If you are in search of true bel canto, opera where the pure beauty of the vocal lines is paramount, it’s difficult to do better than Vincenzo Bellini. Within Bellini’s output, for a glorious combination of soprano and mezzo voices, I Capuleti e i Montecchi should be at the top of your list. And when that combination is sung as well as it was by Samantha Price and Jessica Cale for English Touring Opera last night, it’s an unbeatable bel canto experience.

Brenton Spiteri (Tebaldo) and Samantha Price (Romeo) © Richard Hubert Smith
Brenton Spiteri (Tebaldo) and Samantha Price (Romeo)
© Richard Hubert Smith

The performance came to life with Cale’s entry as Giulietta. Preceded by a gorgeous horn solo, her meditative entrance aria “Oh! Quante volte” lit up the Hackney Empire with the sweet timbre of the long-breathed notes, the poise of her phrasing and her glittering decoration. When she was joined by Price’s Romeo for their big duet “Si fuggire: a noi non resta”, where Romeo pleads for Giulietta to elope with him before it’s too late, the result was blissful, the two voices perfectly matched. Tragically, Romeo’s plea falls on deaf ears because Giulietta is conflicted between her love and her familial duty – Felice Romani’s libretto is based not on Shakespeare but on an 1818 Italian play by Luigi Scevola.

Loading image...
Masimba Ushe (Lorenzo) and Jessica Cale (Giulietta)
© Richard Hubert Smith

With just five roles plus chorus, the opera’s plot is considerably simpler than Shakespeare’s, which makes for tauter, more condensed drama. Still, with the opera heavily focused on the two lovers and their travails in the midst of a bellicose chorus, there’s less opportunity for the male voices to shine. Masimba Ushe’s Lorenzo (the Capulet family doctor in the opera rather than a friar) was the pick of the low voices, with a gravelly bass filled with authority.
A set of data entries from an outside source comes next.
PR #6, opened 2015-07-20
added more parameters for metadata transformation

dweidenfeld:
I added it as new pull request, to get a clean merge history.
(Original: https://github.com/googlegsa/library/pull/4)

### DIFF
--- a/src/com/google/enterprise/adaptor/DocumentHandler.java
+++ b/src/com/google/enterprise/adaptor/DocumentHandler.java
@@ -1000,8 +1000,34 @@ class DocumentHandler implements HttpHandler {
       Map<String, String> params = new HashMap<String, String>();
       params.put("DocId", docId.getUniqueId());
       params.put("Content-Type", contentType);
+      if (null != lastModified) {
+        params.put("Last-Modified", "" + lastModified.getTime());
+      }
+      if (null != displayUrl) {
+        params.put("Display-Url", "" + displayUrl);
+      }
+      params.put("Crawl-Once", "" + crawlOnce);
+      params.put("Lock", "" + lock);
       transform.transform(metadata, params);
       contentType = params.get("Content-Type");
+      try {
+        final long lm = Long.parseLong(params.get("Last-Modified"));
+        if (null != params.get("Last-Modified") && lastModified.getTime() != lm) {
+          lastModified = new Date(lm);
+        }
+      } catch (NumberFormatException e) {
+        log.finer("Cannot change back the last-modified date");
+      }
+      try {
+        final String du = params.get("Display-Url");
+        if (null != du) {
+          displayUrl = new URI(du);
+        }
+      } catch (URISyntaxException e) {
+        log.finer("Cannot create display-url");
+      }
+      crawlOnce = Boolean.parseBoolean(params.get("Crawl-Once"));
+      lock = Boolean.parseBoolean(params.get("Lock"));
     }
 
     private class CloseNotifyOutputStream extends FastFilterOutputStream {
--- a/src/com/google/enterprise/adaptor/DocumentHandler.java
+++ b/src/com/google/enterprise/adaptor/DocumentHandler.java
@@ -1022,8 +1022,9 @@ class DocumentHandler implements HttpHandler {
           }
         }
       } catch (NumberFormatException e) {
-        log.log(Level.FINER,
-            "Failed changing last-modified date {0}", params.get("Last-Modified-Millis-UTC"));
+        log.log(Level.WARNING,
+            "Failed changing last-modified date {0}",
+            params.get("Last-Modified-Millis-UTC"));
       }
       try {
         final String du = params.get("Display-URL");
@@ -1031,7 +1032,8 @@ class DocumentHandler implements HttpHandler {
           displayUrl = new URI(du);
         }
       } catch (URISyntaxException e) {
-        log.log(Level.FINER, "Failed changing display URL {0}", params.get("Display-URL"));
+        log.log(Level.WARNING, "Failed changing display URL {0}",
+            params.get("Display-URL"));
       }
       crawlOnce = Boolean.parseBoolean(params.get("Crawl-Once"));
       lock = Boolean.parseBoolean(params.get("Lock"));
--- a/src/com/google/enterprise/adaptor/DocumentHandler.java
+++ b/src/com/google/enterprise/adaptor/DocumentHandler.java
@@ -17,6 +17,7 @@ package com.google.enterprise.adaptor;
 import static java.util.Map.Entry;
 
 import com.google.common.annotations.VisibleForTesting;
+import com.google.common.base.Strings;
 
 import com.sun.net.httpserver.HttpExchange;
 import com.sun.net.httpserver.HttpHandler;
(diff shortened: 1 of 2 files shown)


PapaJoltOmega:
Thank you.  I've added some comments to the PR.

FYI: I'll be away on holiday for next two weeks.

Thank you,
PJ

dweidenfeld:
I have made the wanted changes and added some tests to be sure everything works as expected.

> save the displayUrl string passed in, compare using equals on strings, if param didn't change then avoid call to new URI and setting

This is the only thing I have not changed, because it could be that the Display-URL is set to null (currently allowed) and if the transformer sets the URL from null to something else the comparison is not necessary. The performance should also not be affected.

src/com/google/enterprise/adaptor/DocumentHandler.java
```diff
@@ -1000,8 +1001,40 @@ private void transform() {
...
+          }
+        }
+      } catch (NumberFormatException e) {
+        log.log(Level.FINER,
+            "Failed changing last-modified date {0}", params.get("Last-Modified-Millis-UTC"));
+      }
+      try {
+        final String du = params.get("Display-URL");
+        if (!Strings.isNullOrEmpty(du)) {
+          displayUrl = new URI(du);
```
PapaJoltOmega, line 1032: At this point we know that du is not null, so we could safely:

if (!du.equals(origDisplayUrl)) {
  displayUrl = new URI(du);
}

In most cases du will equal origDisplayUrl and we can then in most cases skip all the parsing that URI does to get all the various parts it gets (host, port, path, query, etc.).

Also, consider changing origDisplayUrl to origDisplayUrlStr.

PapaJoltOmega:
Great.  Thank you.

One comment regarding the displayUrl changed check. And one comment regarding slight difference in treatment of null lastModified and null displayUrl.

Thank you very much,
PJ

src/com/google/enterprise/adaptor/DocumentHandler.java
```diff
@@ -1000,8 +1001,40 @@ private void transform() {
...
       params.put("Content-Type", contentType);
+      if (null != lastModified) {
+        params.put("Last-Modified-Millis-UTC", "" + lastModified.getTime());
+      }
+      String origDisplayUrl = null;
+      if (null != displayUrl) {
+        origDisplayUrl = "" + displayUrl;
+      }
+      params.put("Display-URL", origDisplayUrl);
+      params.put("Crawl-Once", "" + crawlOnce);
```
PapaJoltOmega, line 1012: for lastModified we don't include the key at all if it is null

for displayUrl we explicitly include null if it is null

why not skip the params.put("Display-URL", origDisplayUrl) if displayUrl is null?

dweidenfeld, line 1012: Okay, done. Nice idea ;)

src/com/google/enterprise/adaptor/DocumentHandler.java
dweidenfeld, line 1032: I added the equality check. (I did not remove the null, check because if the value will be null and you call .equal on null (you know what will happen) ;)
Also the JVM will optimize the routines regarding the null checks on multiple runs.

src/com/google/enterprise/adaptor/DocumentHandler.java
```diff
@@ -1000,8 +1001,40 @@ private void transform() {
...
+        final String lmMillisUTC = params.get("Last-Modified-Millis-UTC");
+        if (!Strings.isNullOrEmpty(lmMillisUTC)) {
+          final long lm = Long.parseLong(lmMillisUTC);
+          if (lastModified.getTime() != lm) {
+            lastModified = new Date(lm);
+          }
+        }
+      } catch (NumberFormatException e) {
+        log.log(Level.FINER,
+            "Failed changing last-modified date {0}", params.get("Last-Modified-Millis-UTC"));
```
PapaJoltOmega: over80

src/com/google/enterprise/adaptor/DocumentHandler.java
```diff
@@ -1000,8 +1001,40 @@ private void transform() {
...
+      try {
+        final String lmMillisUTC = params.get("Last-Modified-Millis-UTC");
+        if (!Strings.isNullOrEmpty(lmMillisUTC)) {
+          final long lm = Long.parseLong(lmMillisUTC);
+          if (lastModified.getTime() != lm) {
+            lastModified = new Date(lm);
+          }
+        }
+      } catch (NumberFormatException e) {
+        log.log(Level.FINER,
```
PapaJoltOmega: make into warning as likely there is a bug in transformer

src/com/google/enterprise/adaptor/DocumentHandler.java
```diff
@@ -1000,8 +1001,40 @@ private void transform() {
...
+            "Failed changing last-modified date {0}", params.get("Last-Modified-Millis-UTC"));
+      }
+      try {
+        final String du = params.get("Display-URL");
+        if (!Strings.isNullOrEmpty(du) && !du.equals(origDisplayUrlStr)) {
+          displayUrl = new URI(du);
+        }
+      } catch (URISyntaxException e) {
+        log.log(Level.FINER, "Failed changing display URL {0}", params.get("Display-URL"));
```
PapaJoltOmega: over80

test/com/google/enterprise/adaptor/DocumentHandlerTest.java
```diff
@@ -735,6 +753,72 @@ public void getDocContent(Request request, Response response)
...
+    String remoteIp = ex.getRemoteAddress().getAddress().getHostAddress();
+    DocumentHandler handler = createHandlerBuilder()
+        .setAdaptor(adaptor)
+        .setFullAccessHosts(new String[]{remoteIp, "someUnknownHost!@#$"})
+        .setSendDocControls(true)
+        .setGsaVersion("7.4.0-0")
+        .setTransform(new TransformPipeline(Lists.newArrayList(new DocumentTransform() {
+          @Override
+          public void transform(Metadata metadata, Map<String, String> params) {
+            assertEquals(oDate.getTime(), Long.parseLong(params.get("Last-Modified-Millis-UTC")));
```
PapaJoltOmega: files that are previously 80 char maintain that limit.  new files can use 100 char limit, per style guide. i think this file is historically 80 char and so should maintain being 80 char per line.

PapaJoltOmega:
LGTM.  Thank you. 

I'm ready to merge this CL, but for nit comments.

Thank you,
PJ

src/com/google/enterprise/adaptor/DocumentHandler.java
dweidenfeld: fixed.

src/com/google/enterprise/adaptor/DocumentHandler.java
dweidenfeld: done.

src/com/google/enterprise/adaptor/DocumentHandler.java
dweidenfeld: fixed.

test/com/google/enterprise/adaptor/DocumentHandlerTest.java
dweidenfeld: fixed.

PapaJoltOmega:
LGTM.

Thank you.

Romani’s libretto sets the Capulet and Montague families as belonging to the warring Guelph and Ghibelline factions in 13th-century Italy. Director Eloise Lally transplants this to rival Mafia families in mid 20th-century New York, which provides a good bridge between the narrative and today’s culture, with everything that we’ve absorbed from mafia movies. Designer Lily Arnold gives us an Italian café (“Capellio’s”) where the clan has its headquarters and Lorenzo and Giulietta work the bar: in Act 1, we see an angled composition, reminiscent of Edward Hopper’s 1942 painting Nighthawks. This provides a suitably edgy, oppressive atmosphere when filled with violent men singing of hatred for the rival clan. In Act 2, we will see the same café, ruined, from the outside after the Montagues have torched it. 

Loading image...
Samantha Price (Romeo) and Jessica Cale (Giulietta)
© Richard Hubert Smith

Broadly speaking, it’s a very effective staging. However, it doesn’t all work. The idea of Romeo’s plea to the family being conducted by telephone strikes an odd note, and to quote from a recent Bachtrack review from La Scala, “sword fights simply do not translate well into gun fights”. Having rival gangs waving guns at each other makes a nonsense of the libretto during the fight scenes, which are not improved by the cliché of running portions of them in slow motion. The small scale of this production compounds the difficulty; it’s hard to create gang warfare mayhem when you only have a chorus of seven to work with. 

Loading image...
The Capulets and the Montagues
© Richard Hubert Smith

The small scale also poses problems for some of the orchestral music: twelve string players aren’t really enough to fill a good-sized theatre like the Hackney Empire with powerful martial music, and although conductor Alphonse Cemin kept things brisk and lively, the sound was tangibly thin, particularly in the overture. Where the orchestra excelled was in the woodwind playing, with a series of beautifully phrased solos to provide a counterfoil to the singers. 

Loading image...
Jessica Cale (Giulietta) and Samantha Price (Romeo)
© Richard Hubert Smith

We don’t get to see as much Bellini as I would like (although the Viennese might dispute this, with two new versions of Norma currently on the go), and I Capuleti e i Montecchi seems very much underrated – maybe because people are too aware that it was a rush job, composed in just six weeks. This production makes a strong case that this work can provide compelling drama even as it seduces you with the beauty of the human voice. And that’s what real operatic magic is all about.